Module Dataset

Dataset(name, data_path=None, target_path=None, data=Empty DataFrame,
        target=Empty DataFrame, scaler=MinMaxScaler(feature_range=(0.0, 1.0)))

After choosing two separate pandas DataFrame objects - one for the data and one for the target labels - preprocessing steps will be taken to format the dataset. Data will be normalized, by default with Min-Max Normalization.

Two formats are accepted: either pandas DataFrames (data, target), or the path to a csv file (data_path, target_path).

Arguments

name: string.

Name of the dataset.

data_path: string, default=None.

Path to a .csv file containing the input data matrix with a header and an index. If None, the module will look for the input data in the data parameter.

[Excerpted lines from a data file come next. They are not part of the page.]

PR #6889, opened 2026-07-28
Fix download as PDF

### LINKED ISSUE #6888: 🐛 Bug: Cannot download as PDF since Tracim 2026.07
### Tracim version

2026.07.00

### Issue description

Download as PDF a note document : a 400 error is thrown to the browser

💥 This is a regression caused by the marshmallow update in Tracim 2026.07.00 (#6859)

### How to reproduce

1. Open a note
2. In the contextual menu select "Download as PDF"

### Screenshots

_No response_

Firefox

Desktop

### Related PR

_No response_

piRGoif:
Fixes #6888

### DIFF
--- a/backend/tracim_backend/models/context_models.py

target_path: string, default=None.

Path to a .csv file containing the true labels with a header and an index. The file can have either one or two columns:

  • One column with the label for each sample, each label being represented by an integer.

  • That same column, as well as a column with the label represented in a string format (the name of the class).

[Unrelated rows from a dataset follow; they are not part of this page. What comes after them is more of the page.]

PR #6892, opened 2026-07-30
Fix connmgr.log perms

### LINKED ISSUE #6891: 🐛 Bug: After some time the "Tracim has a connection problem" error is always displayed even if Tracim is working correctly (except TLM)
### Tracim version

2026.07.00

### Issue description

The "Tracim has a connection problem" is displayed a few seconds after login. Every Tracim screen is working as expected, but TLM are not working.

### How to reproduce

Simply login

### Investigation

This appears after the Tracim 2026.07.00 upgrade and a container restart : everything was fine on first start, but after restart the problem appears.

When the problem arise in the container pushpin is working but no 7999 port is open. No suspect log.

We see though that when launching pushpin (`pushpin` command) with root we have no issue and a start log is added in `/var/tracim/logs/pushpin/connmgr.log`.
This file is 644 permission and www-data:www-data owner

If we start pushpin with the pushpin user we get an error when starting connmgr. Both other services (proxy, handler) are started well.

💥 This is a regression caused by the Pushpin update in Tracim 2026.07.00 (#6859)

piRGoif:
Fixes #6891 

Solve permissions issues with `/var/tracim/logs/pushpin/connmgr.log`

This file is a new one : Since 2026.07.00 we upgraded Pushpin and change its installation method. Condure + Zurl are replaced by connmgr (see #6859) which generates a new log file.

Seems like if the container is restarted we lost permissions on this file and so connmgr crashes on start.

### DIFF
--- a/tools_docker/Debian_Uwsgi/common.sh
+++ b/tools_docker/Debian_Uwsgi/common.sh
@@ -143,7 +143,7 @@ if [ ! -d /etc/tracim/custom_toolbox ]; then
     mkdir /etc/tracim/custom_toolbox -p
 fi
 
-# Create folder and logs file
+# Create folder and logs file (first install)
 if [ ! -d /var/tracim/logs ]; then
     mkdir /var/tracim/logs -p
     mkdir /var/tracim/logs/redis -p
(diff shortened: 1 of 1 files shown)


lebouquetin:
It's good for me. well done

If None, the module will look for the dataset in the target parameter.

data:

pandas DataFrame object containing the input data matrix with a header and an index. If data_path was given, target will be overridden.

target:

pandas DataFrame object containing the input data matrix with a header and an index. If data_path was given, target will be overridden.

scaler, default=MinMaxScaler().

Scaler object from sklearn used to normalize the data.

Attributes

n_classes:

Number of classes.

original_data:

Data before normalization.

data:

Data after normalization, ready to be split into a training and a test set and be used to build the neural network.

target:

Labels, represented as integers.

target_names:

Dictionary associating each class to its name.